Personal information
- Born: 8 July 1986 (age 40) Rome, Italy
- Height: 1.65 m (5 ft 5 in)
- Weight: 62 kg (137 lb)

Sport
- Country: Italy
- Sport: Equestrian
- Event: Eventing
- Club: Fiamme Azzurre
- Coached by: Katherine Lucheschi

Achievements and titles
- Olympic finals: 2024 Olympic Games

= Evelina Bertoli =

Italian equestrian (born 1986)

Evelina Bertoli (born 8 July 1986 in Rome, Italy) is an Olympic Italian eventing rider. Bertoli placed second in the 2020 FEI Eventing Nations Cup in Montelibretti, Italy—the Italian Grand Championships.
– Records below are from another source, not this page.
PR #311, opened 2019-05-23
fix entries of hop-by-hop header

shigeki:
Remove unnecessary headers as

- Proxy-Authenticate: duplicated
- Proxy-Authorization: request header not response
- TE: not a hop-by-hop header

This can check the same response headers as Chrome does in
https://chromium.googlesource.com/chromium/src.git/+/master/content/browser/web_package/signed_exchange_envelope.cc#29


packager/util/http.go
```diff
@@ -35,10 +35,7 @@ var ConditionalRequestHeaders = map[string]bool{
 var legacyHeaders = map[string]bool{
 	"Connection": true,
 	"Keep-Alive": true,
-	"Proxy-Authenticate": true,
-	"Proxy-Authorization": true,
```
twifkak: Good catch, thanks!

packager/util/http.go
```diff
@@ -35,10 +35,7 @@ var ConditionalRequestHeaders = map[string]bool{
...
 	"Proxy-Connection": true,
-	"TE": true,
```
twifkak: Good catch, thanks! But I think this is for the same reason as `Proxy-Authorization`, no? https://tools.ietf.org/html/rfc2616#section-13.5.1 say it's a hop-by-hop header, but https://tools.ietf.org/html/rfc2616#section-14.39 says it's a request header. Did I miss something?

packager/util/http.go
```diff
@@ -35,10 +35,7 @@ var ConditionalRequestHeaders = map[string]bool{
 var legacyHeaders = map[string]bool{
 	"Connection": true,
 	"Keep-Alive": true,
-	"Proxy-Authenticate": true,
```
twifkak: I assume the duplication you're referring to is `statefulResponseHeaders` in `signer.go`. I think I prefer that duplication, because it's semantically attached to a different concept (RFC2616 vs SXG spec). For instance, if in the future, SXG v=b4 no longer disallows `Proxy-Authenticate`, we still want to remove it here because we're acting as a gateway. Or perhaps in the future, we have a pluggable fetch API; we still want it removed by `signer.go` so it doesn't generate an invalid SXG.

packager/util/http.go
shigeki: I also referred the spec of 
https://wicg.github.io/webpackage/draft-yasskin-http-origin-signed-responses.html#rfc.section.4.1 for a hop-by-hop header list but rfc2616 you cited and  https://tools.ietf.org/html/rfc7230#section-4.3 says that

> Since the TE header field only applies to the immediate connection, a sender of TE MUST also send a "TE" connection option within the Connection header field (Section 6.1) in order to prevent the TE field from being forwarded by intermediaries that do not support its semantics.

It means we should include `TE` in a hop-by-hop as an intermediaries.  I will fix this.

packager/util/http.go
shigeki: Yes, I will fix this.

packager/util/http.go
twifkak: I think that means that if a client includes a `TE` request header, it should also include a `Connection: TE` request header, for servers that receive that request. I don't think that applies to the response path.

twifkak: (To be clear, I think there's nothing to fix -- I think your original proposed change is correct. But I may be wrong; I have no experience with TE.)

shigeki:
Fixed and force-pushed to change this commit message.

packager/util/http.go
shigeki: Oops, that request header not response! I will fix this again.

shigeki:
Fixed. PTAL.

PR #312, opened 2019-05-23
Check not to have TE in config.ForwardedRequestHeaders

shigeki:
Per #311, I missed that `TE` must not be included in `config.ForwardedRequestHeaders`. 

For `Proxy-Authorization`,  it can be forwarded as
> A proxy MAY relay the credentials from the client request to the next proxy if that is the mechanism by which the proxies cooperatively authenticate a given request.

described in https://tools.ietf.org/html/rfc7235#section-4.4.

### DIFF
--- a/packager/util/config_test.go
+++ b/packager/util/config_test.go
@@ -115,6 +115,18 @@ func TestForwardedRequestHeadersHaveDisallowedHeader(t *testing.T) {
 	`))), "ForwardedRequestHeaders must not include request header of via")
 }
 
+func TestForwardedRequestHeadersHaveTE(t *testing.T) {
+	assert.Contains(t, errorFrom(ReadConfig([]byte(`
+		CertFile = "cert.pem"
+		KeyFile = "key.pem"
+		OCSPCache = "/tmp/ocsp"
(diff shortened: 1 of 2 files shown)


twifkak:
Good catch. Re: `Proxy-Authorization`, though, I think the SXG [section on over-signing](https://wicg.github.io/webpackage/draft-yasskin-http-origin-signed-responses.html#seccons-over-signing) is relevant:

> Signing systems SHOULD also incorporate the following mitigations to reduce the risk that private responses are signed:
> 1. Strip the Cookie request header field and other identifying information like client authentication and TLS session IDs from requests whose exchange is destined to be signed, before forwarding the request to a backend.

That said, I think it would be a highly unusual setup for a user-agent to be configured to a (forward) proxy that then forwards that request to `amppkg` with `proxy-authorization` header. So I'm not _too_ worried about it.

I'd suggest either also remove it here, or just add a short warning in `amppkg.example.toml` (given how unlikely it would be accidentally misused).

shigeki:
> I'd suggest either also remove it here,

I agree. Proxy-Authorization should not be included in config.ForwardedRequestHeaders.
Fixed.

PR #313, opened 2019-05-24
Switch to hand-rolled http mux.

### LINKED ISSUE #310: Ensure inner URL = outer URL where possible
```
curl -s -H 'Accept: application/signed-exchange;v=b3' -H 'AMP-Cache-Transform: any' \
  https://amppackageexample.com/inde%78.html
```

returns an SXG whose inner URL has had the %78 unescaped. This doesn't meet Google's [cache requirements](https://github.com/ampproject/amppackager/blob/releases/docs/cache_requirements.md).

amppkg should try to ensure inner URL = outer URL as much as possible (i.e. where doing so doesn't contradict the SXG [requirements for `fallbackUrl`](https://wicg.github.io/webpackage/draft-yasskin-http-origin-signed-responses.html#application-signed-exchange) or the [recommendations to mitigate content sniffing](https://wicg.github.io/webpackage/draft-yasskin-http-origin-signed-responses.html#seccons-content-sniffing)).

twifkak:
This fixes the error where `/priv/doc/https://` URLs were being
improperly unescaped before fetching/signing.

In addition, validate that sign URLs don't contain any special characters, per the WICG recommendation.

The new mux code depends directly on the handlers, because we don't need any fancy dependency inversion. This required movings tests into a different package to break the import cycle, which in turn required changing the visibility of a lot of things.

Resolves #310.


packager/mux/mux.go
```diff
@@ -0,0 +1,93 @@
+package mux
```
alin04: Missing copyright.

packager/mux/mux.go
```diff
@@ -0,0 +1,93 @@
...
+	"github.com/ampproject/amppackager/packager/validitymap"
+)
+
+type mux struct {
+	certCache *certcache.CertCache
+	signer *signer.Signer
+	validityMap *validitymap.ValidityMap
+}
+
+// Implements the HTTP routing strategy used by the amppkg server. The main
```
alin04: Maybe move all/most of these comments to package level.

packager/mux/mux.go
```diff
@@ -0,0 +1,93 @@
...
+func tryTrimPrefix(s, prefix string) (string, bool) {
+	sLen := len(s)
+	trimmed := strings.TrimPrefix(s, prefix)
+	return trimmed, len(trimmed) != sLen
+}
+
+var allowedMethods = map[string]bool{http.MethodGet: true, http.MethodHead: true}
+
+func (this *mux) ServeHTTP(resp http.ResponseWriter, req *http.Request) {
+	if _, ok := allowedMethods[req.Method]; !ok {
```
alin04: This only checks for key existence, and not the value. What if the value was false in the map?

packager/mux/mux.go
```diff
@@ -0,0 +1,93 @@
...
+
+	// Use EscapedPath rather than RequestURI because the latter can take
+	// absolute-form, per https://tools.ietf.org/html/rfc7230#section-5.3.
+	//
+	// Use EscapedPath rather than RawPath to verify that the request URI
+	// is a valid encoding, per
+	// https://wicg.github.io/webpackage/draft-yasskin-http-origin-signed-responses.html#application-signed-exchange
+	// item 3.
+	path := req.URL.EscapedPath()
+	if suffix, ok := tryTrimPrefix(path, "/priv/doc"); ok {
```
alin04: Move "/priv/doc" into a global const var somewhere and dedupe it with main.go where it's also referenced. Or pass in "/priv/doc" as a parameter.

packager/mux/mux.go
```diff
@@ -0,0 +1,93 @@
...
+				params["signURL"] += "?" + req.URL.RawQuery
+			}
+			this.signer.ServeHTTP(resp, req)
+		} else {
+			http.NotFound(resp, req)
+		}
+	} else if suffix, ok := tryTrimPrefix(path, util.CertURLPrefix + "/"); ok {
+		unescaped, err := url.PathUnescape(suffix)
+		if err != nil {
+			http.Error(resp, "400 bad request", http.StatusBadRequest)
```
alin04: More descriptive error message than "400 bad request"?

packager/mux/params/params.go
```diff
@@ -0,0 +1,32 @@
+// A separate module to avoid import cycles between mux and the various
```
alin04: copyright

packager/signer/signer.go
```diff
@@ -265,19 +267,20 @@ func (this *Signer) genCertURL(cert *x509.Certificate, signURL *url.URL) (*url.U
...
 	}
 	var fetch, sign string
-	if inPathSignURL := params.ByName("signURL"); inPathSignURL != "" {
-		sign = inPathSignURL[1:] // Strip leading "/" produced by httprouter.
-		if req.URL.RawQuery != "" {
-			sign += "?" + req.URL.RawQuery
-		}
+	params := muxp.Params(req)
+	if inPathSignURL := params["signURL"]; inPathSignURL != "" {
+		println("inPathSignURL =", inPathSignURL)
```
alin04: log.Println ?

packager/mux/mux.go
twifkak: Done.

packager/mux/mux.go
twifkak: Done.

packager/mux/mux.go
twifkak: Done.

packager/mux/mux.go
twifkak: It's not mentioned in main.go; this is the only production usage.

It's in signer_test.go, and I followed that same pattern with "/amppkg/cert" (certcache_test.go, signer_test.go) and "/amppkg/validity" (validitymap_test.go, signer_test.go). Vaguely thinking that it's better for tests to be explicit. I could change it if you think I should, but I'd do it for all, to be consistent.

packager/mux/params/params.go
twifkak: Merged into mux.go.

packager/mux/mux.go
twifkak: Done.

packager/signer/signer.go
twifkak: Oops, removed all of these.

twifkak:
Test for the escaping is in signer_test.
 - For the validation.go change, see `TestEscapeQueryParamsInFetchAndSign` and `TestDisallowInvalidCharsSign`. (Hmm, perhaps that should be in validation_test.go.)
 - For the mux change, see the 3 `TestSignAsPathParam*` tests.

twifkak:
Also, got rid of all the capitalization changes & the need for the separate `params` pkg.

packager/mux/mux.go
alin04: https://github.com/ampproject/amppackager/blob/releases/cmd/amppkg/main.go#L139 ?

twifkak: Removed in this PR.

packager/signer/validation.go
```diff
@@ -123,10 +123,34 @@ func fetchURLMatches(url *url.URL, pattern *util.URLPattern) error {
...
+	// Vaguely ordered most to least common, to aid short-circuiting:
+	return (b >= 'a' && b <= 'z') || b == '_' || b == '~' ||
+		(b >= '!' && b < 'Z' && b != '"' /*x22*/ && b != '#' /*x23*/ && b != '<' /*x3C*/ && b != '>' /*x3E*/)
+}
+
 // True iff url matches pattern, as defined by an [URLSet.Sign] block in the
 // config file. The format of this URLPattern is validated by
 // validateSignURLPattern in config.go.
 func signURLMatches(url *url.URL, pattern *util.URLPattern) error {
+	for _, b := range []byte(url.String()) {
```
alin04: Optional, leverage Go's IndexFunc, e.g. if IndexFun(url.String(), isFallbackURLCodePoint) == -1 { ... }

twifkak: Could work? https://golang.org/pkg/bytes/#IndexFunc is based on a UTF-8 decoding of the string, whereas I want to go byte-by-byte. I think any multibyte UTF-8 char is also false for `isFallbackURLCodePoint`? But I don't want to have to think about it. :)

She competed at the 2021 and 2023 European Championships, and the 2022 World Championships in Pratoni del Vivaro. In 2024 she competed at the 2024 Summer Olympics in Paris and finished 22nd in the individual standings. Previously a modern pentathlete, she was Italian junior champion in modern pentathlon in 2004 and 2005.

Bertoli is a member of Fiamme Azzurre, the sports group of the Italian prison police and wears their insignia when she rides. Her older sister Sara Bertoli was also a member of Fiamme Azzurre and took part in the 2008 Olympic Games in modern pentathlon, and was an alternate in 2004.